Before delving into the technical analysis,
The Bull’s Eye on Energy Transfer: A Detailed Analysis
Energy Transfer has been under the investment lens, with a dividend yield of 8.99% and potential alpha generation over the S&P 500 (SPY) (SPX). Investors are examining the best deal possible and the company’s alpha potential against the S&P 500.

Examining the relative weekly chart of ET/SPX500, the analysis shows a short-term downflow due to a sequence of lower highs and lower lows. Technical alignment of buys is suggested at specific revisit points.
Leverage and Debt Assessment
ET’s net debt/EBITDA stands at 3.6x as of Q3 FY23, with a target to be in the lower end of 4-4.5x in the future. A mitigating factor could be potential rate cuts in 2024, while Fitch Ratings has granted ET a BBB- credit rating, viewing this favorably.

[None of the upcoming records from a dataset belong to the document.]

PR #607, opened 2026-07-11
chore: ast-grep tier-0 rule pack and gitleaks secret scan

saeedkolivand:
PR 3 of 6 — review-system hardening program. Deterministic invariants move out of prose/regex into versioned, testable structural rules.

## What

- **NEW \`.claude/review-rules/*.yml\`** — five ast-grep rules, every one validated against the real repo before landing:
  - \`rust-env-var-outside-platform\` (error, also matches \`var_os\`) — 0 repo hits
  - \`rust-reqwest-construct-outside-net\` (error) — **construction-only** (\`Client::new/builder\`, \`ClientBuilder::new\`), aligned to \`tests/architecture.rs\` R5. The naive "type mention" form had 2 false positives in \`scraping/\` — which also exposed that the gate's legacy regex had the same latent false-block; fixed here too.
  - \`rust-result-string-outside-error\` (error) — 0 repo hits
  - \`ts-gctime-infinity\` + \`tsx-gctime-infinity\` (warning; one rule per language — a tsx rule never matches .ts files) — ignore test files (3 test QueryClients legitimately pin gcTime)
- **Deliberately dropped** two planned rules after the repo scan: unwrap-in-LazyLock-init (72 pre-existing hits — known-good literal regexes in statics are house style; "fallible/externally-influenced" is reviewer judgment) and \`json!(ident)\` in commands (40 hits — struct-vs-contract-shaped-local isn't mechanically decidable). Both stay prose-only in the review checklists. Zero-false-positive is the acceptance bar for blocking rules.
- **Stop gate Tier 0**: primary = \`pnpm exec ast-grep scan --json=compact\` over the changed files (repo-root \`sgconfig.yml\` auto-discovery — \`-c\` from elsewhere silently breaks \`files:\` globs; forward-slash paths required). error→HIGH conf 1.0, warning→MEDIUM advisory; PR 1's added-lines gating still applies (pre-existing hits in touched files stay non-blocking). Introduced HIGH hits short-circuit to a **zero-LLM deterministic block**. Legacy regexes remain only as fallback when the binary is missing (logged as \`sg_fallback\`).
- **pr-reviewer secret scan**: prefers \`gitleaks\` (\`detect --log-opts\` + \`protect --staged\`) when on PATH, grep fallback with an install hint otherwise (no downloader script — gitleaks has no npm package; CI enforcement comes in PR 6).
- Tooling: \`@ast-grep/cli\` devDependency (+ build approval in \`pnpm-workspace.yaml\`), \`scan:rules\` script, docs note in DEVELOPMENT.md.

## Verification

- \`pnpm scan:rules\` clean repo-wide (the FP audit).
- All five rules proven to FIRE on positive fixtures (a never-firing rule scans clean forever — worse than no rule).
- Live canary through the real gate: untracked \`std::env::var\` file → \`tier0-block\` via the sg rule in 1.4s, \`model: "none"\`, no \`sg_fallback\` in metrics — zero LLM spend.
- Gate harness 21/21 (test repos exercise the regex-fallback path); \`check:agent-system\` green.

### DIFF
--- a/.claude/agents/pr-reviewer.md
+++ b/.claude/agents/pr-reviewer.md
@@ -34,7 +34,7 @@ pasted their outputs into your prompt, use those — do NOT re-run them.** Other
 - **Cross-OS / `#[cfg]` blind spot:** full doctrine in `.claude/review-checklists/rust.md` — a same-host cargo run silently excludes other-OS `#[cfg]` code; treat touched OS-gated code as **UNVERIFIED** (require a cross-target `cargo check --target …` or hand-review the gated bodies). Never report 🟢/PASS on cfg-gated code a same-host build can't compile.
 - If `packages/shared/**` IPC contracts/schemas changed: `rtk pnpm gen:ipc:check` (must be clean) and confirm `mock-client.ts` mirrors any new method.
 - **Targeted tests**: run the test files covering the touched code (not the full suite) — `rtk pnpm --filter @ajh/desktop test <paths>` / the owning package filter.
-- **Secret scan**: grep the diff for hardcoded secrets/keys/tokens (API keys, `adzuna` app_id/app_key literals, private keys, `Authorization:` bearer literals). Any committed secret is 🔴.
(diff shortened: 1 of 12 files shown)


saeedkolivand:
@claude review

saeedkolivand:

PR #609, opened 2026-07-11
chore: pre-push ai review gate with cargo fault mitigation

saeedkolivand:
PR 5 of 6 — review-system hardening program. The user-chosen enforcement point: nothing reaches GitHub unreviewed — and the reason `--no-verify` became a daily habit is fixed in the same PR (a gate behind a bypassed hook is theater).

## What

- **NEW \`scripts/pre-push-review.mjs\`** — AI review of the exact push range (\`PREPUSH_RANGES\` accumulated in the hook's stdin ref loop; stdin can't be re-read). Layers, cheapest first:
  1. **cache fast-path** — hunks the Stop gate already reviewed clean pass in <1s (in the normal workflow this makes pre-push near-free)
  2. **ledger lane** — unresolved open HIGH/CRITICAL findings from previous reviews surface without any LLM call
  3. **ast-grep deterministic scan** — error-severity findings **exit 1 from day one**, even in warn mode
  4. **one sonnet schema-1 review** — **RATCHET (user decision): \`REVIEW_MODE=warn\` default** — prints loudly, exits 0, logs \`would_block\`; flip to \`block\` after \`/review-stats\` shows a clean FP rate (~2 weeks). Evidence: day-one full blocking → ~40% dev bypass within a week.
  - Fail-open on infra (binary missing / 180s timeout / double parse-fail) — CI is the backstop. \`REVIEW_SKIP=1\` skips but logs an **audited** metrics entry.
- **\`.husky/pre-push\`**: range accumulation; the AI review as the final step; and the **cargo-test entrypoint-fault fix** — \`STATUS_ENTRYPOINT_NOT_FOUND\`/\`0xc0000139\` is auto-detected (or \`AJH_SKIP_CARGO_TEST=1\`) and skips ONLY cargo test with a loud warning while check/clippy/fmt/deny still run. Any other test failure still aborts the push.
- \`docs/DEVELOPMENT.md\`: the three layers, both escape hatches, and why \`--no-verify\` is now the wrong tool (it hides the audit trail).

## Verification (all against the real script/hook, not mocks)

- Canary commit with \`std::env::var\` outside \`platform/\` → script exits 1 with the ast-grep finding, \`tier0-block\` metric
- \`--log-skip\` → audited \`skipped:true\` metric; empty range → warned fail-open; \`sh -n\` clean
- Nested \`claude -p\` verified working from hook context (earlier \`llm-unavailable\` was the 120s timeout on a large diff — pre-push now gets 180s, no Stop-hook constraint applies)
- **Acceptance test: this PR's own push ran through the FULL hook with no \`--no-verify\`** — pre-push AI review made a live sonnet pass and logged \`clean\`
- \`check:agent-system\` green

### DIFF
--- a/.husky/pre-push
+++ b/.husky/pre-push
@@ -68,6 +68,7 @@ export TURBO_FORCE=1
 # diff against the merge-base with origin/main. Any failure → FULL gate.
 ZERO=0000000000000000000000000000000000000000
 CHANGED=""
+RANGES=""
 HAVE_RANGE=0
 while read -r local_ref local_sha remote_ref remote_sha; do
   if [ -z "${local_sha:-}" ] || [ "$local_sha" = "$ZERO" ]; then
@@ -85,6 +86,7 @@ while read -r local_ref local_sha remote_ref remote_sha; do
     range="$remote_sha..$local_sha"
   fi
   files=$(git diff --name-only "$range" 2>/dev/null || true)
+  RANGES="$RANGES $range"
   CHANGED="$CHANGED
 $files"
   HAVE_RANGE=1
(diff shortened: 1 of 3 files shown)


saeedkolivand:
@claude review

saeedkolivand:
Review findings addressed: warn mode now continues past stale open blockers into layers 2-3 (live-tested: seeded ledger blocker → block mode exit 1; warn mode re-emits AND completes a fresh sonnet review of the range). Both doc errors fixed (REVIEW_MODE is an env var; layers are sequential/short-circuiting). Skipped with rationale: cargo-test output buffering (the capture is what makes fault detection reliable; trade-off accepted), shell-quoting symmetry (matches the gate; both can move to safer arg passing later), ADR-0008 forward reference (the ADR lands in PR 6, the program's closing PR — intentional). Your working-tree divergence note was a runner-side artifact again — local tree is clean.

saeedkolivand:

PR #613, opened 2026-07-11
chore: raise pre-push llm review timeout to 300s

saeedkolivand:
One-line calibration from the first /review-stats-class signal: the pre-push LLM layer had a 3-for-3 `llm-unavailable` streak. A timed diagnostic showed a small 2-file sonnet review takes ~170s in this environment (nested `claude -p` startup + model latency), so the 180s budget failed open on essentially every real diff — the layer was silently theater, exactly the failure mode the metrics log exists to catch. 300s gives the measured latency real headroom; in warn-mode the cost is latency only, never a block. The deterministic ast-grep layer and cache fast-path are unaffected (they carry the sub-second paths).

### DIFF
--- a/scripts/pre-push-review.mjs
+++ b/scripts/pre-push-review.mjs
@@ -201,8 +201,11 @@ ${learnings ? `\n## Known repo false positives — do NOT re-raise any of these\
 ${diff}
 \`\`\`
 `;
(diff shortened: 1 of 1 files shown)


saeedkolivand:
@claude review

saeedkolivand:

PR #618, opened 2026-07-11
feat: add jooble as a byo-key aggregator fallback provider

saeedkolivand:
## What

First of the P2 sourcing-depth PRs. Adds **Jooble** (jooble.org/api) as a new bring-your-own-key aggregator provider — **~67-country coverage vs Adzuna's ~19 markets**, directly patching the unsupported-country zero-jobs case.

- Wired as a **third fallback tier**: fires only when Adzuna AND JSearch come up unconfigured/empty/err, so it never hammers Jooble's undocumented quota on searches the primary chain already answers. JSearch `Ok(empty)` short-circuits before Jooble — symmetric with Adzuna's existing empty-means-stop rule (**both edges regression-tested**).
- New `JoobleProvider` modeled on JSearch; key from the `ai:jooble-key` keyring slot, degrades a read error to `None` (optional-key policy).
- Routes through `fetch_json` — inherits the trust-program's failure-representable fetch, 429/503 backoff, per-host rate limiting, and cancellation. Errors prefixed `jooble:`; `external_id` prefixed `jooble-` for dedup.
- **Security**: Jooble puts the API key in the URL *path*, so the error-log line would have leaked it on a bad-key 403 → added opt-in `FetchOptions.redact_path` + `safe_log_url()` that strips the path (default `false` = byte-identical for the 20+ existing callers). Key percent-encoded; query/location go in the POST body.
- Provider-slot contract + a settings `AggregatorKeyField` (en+de) with a "get a free key" link.

## Review

**scraping-applier-expert + tauri-security-reviewer: no HIGH/CRITICAL.** Security verified the credential-in-log fix airtight on every response path; domain confirmed the fallback wiring and trust-program non-regression.

**Note (needs a live key to confirm — deferred):** Jooble's real rate-limit/quota response shape is unverified. The failure-representable path handles a real 403/429 regardless; the one consistent-with-Adzuna/JSearch risk is if Jooble signals quota as `200 OK` empty rather than non-2xx (would short-circuit silently, same as the other providers' genuine-empty case). Worth a spot-check when you add a key.

## Validation

- 18 Jooble unit tests + full aggregator module (106) + http module — green; clippy clean; whole-graph typecheck + `@ajh/desktop` tests pass; `gen:ipc:check` clean.

### DIFF
--- a/apps/desktop/src-tauri/src/ipc_contracts/provider_slots.rs
+++ b/apps/desktop/src-tauri/src/ipc_contracts/provider_slots.rs
@@ -5,6 +5,7 @@
 pub const ADZUNA_APP_ID: &str = "adzuna-app-id";
 pub const ADZUNA_APP_KEY: &str = "adzuna-app-key";
 pub const JSEARCH_KEY: &str = "jsearch-key";
+pub const JOOBLE_KEY: &str = "jooble-key";
 pub const APIFY_TOKEN: &str = "apify-token";
 pub const COMEET_COMPANY_UID: &str = "comeet-company-uid";
 pub const COMEET_API_TOKEN: &str = "comeet-api-token";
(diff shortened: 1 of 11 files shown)


saeedkolivand:
@claude review

saeedkolivand:
@claude review

saeedkolivand:

PR #619, opened 2026-07-11
fix: parse jooble timezone-less timestamps instead of dropping posted_at

saeedkolivand:
## What

Fast-follow to #618. Verified against the **live Jooble API** (with a real key): the `updated` field arrives as `2026-05-15T00:00:00.0000000` — **no timezone offset** — which `chrono::DateTime::parse_from_rfc3339` rejects. So `posted_at` was silently `None` for every real Jooble job (no dates, broken date-filtering). The unit-test fixtures used a well-formed RFC3339 timestamp and never caught it.

- `map_jooble_job` now tries RFC3339 first (in case any entry carries an offset), then falls back to a naive datetime assumed UTC, tolerant of Jooble's 7-digit-fraction/no-TZ form.
- Adzuna/JSearch parsing untouched.

## Tests

3 new cases beside the existing `map_jooble_job` mapping tests: the real no-TZ shape (`posted_at` = the correct UTC millis, computed via chrono not a magic number), a TZ-bearing RFC3339 shape (still parses via the first branch), and a malformed string (`None`, no panic). Full aggregator module: 113/113; clippy + `fmt --check` clean.

## Note

#618 merged before this fix landed, so it ships as a fast-follow. This is a live-key finding — the kind fixtures can't surface — so it's worth a spot-check that dates now populate when you next run a Jooble-fallback search.

### DIFF
--- a/apps/desktop/src-tauri/src/scraping/boards/aggregator/providers.rs
+++ b/apps/desktop/src-tauri/src/scraping/boards/aggregator/providers.rs
@@ -693,11 +693,22 @@ pub(super) fn map_jooble_job(j: JoobleJob, now: i64) -> Option<JobPosting> {
         source: "aggregator".to_string(),
         description: j.snippet.map(|d| html_to_markdown(&d)),
         requirements: None,
-        posted_at: j
-            .updated
-            .as_deref()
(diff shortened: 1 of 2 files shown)


saeedkolivand:
@claude review

saeedkolivand:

Insights and Future Prospects
In a previous update, the stance on Energy Transfer was ‘Neutral/Hold’, having missed out on +5.83% alpha over the S&P 500 (SPY) (SPX). The acquisition of Crestwood Equity Partners (CEQP) adds strategic value, solidifying existing market positioning and enabling entry into new basins. The transaction was made at a reasonable multiple below the median of comparable transactions, reducing the risk of a capital allocation blunder. From an operational perspective, the bullish growth outlook for US NGL exports, wherein ET holds 40% market share, adds to its potential. Valuation-wise, ET is trading close to its 5-yr 1-yr fwd price to cash flow per unit multiple. Despite the promising technicals possibly suggesting an opportunity to accumulate at lower prices, a cautious approach is being adopted.
Stance: ‘Neutral/Hold’
Deciphering Hunting Alpha’s Ratings:
Investment stance:
Strong Buy: Outperformance of the S&P 500 with higher than usual confidence
Buy: Outperformance of the S&P 500
Neutral/Hold: In-line performance with the S&P 500
Sell: Underperformance against the S&P 500
Strong Sell: Underperformance with higher than usual confidence
The typical time-horizon for investment views is multiple quarters to around a year. Updates on changes in stance will be shared in a pinned comment to this article, and new articles may also be published to discuss the reasons for the changes in view.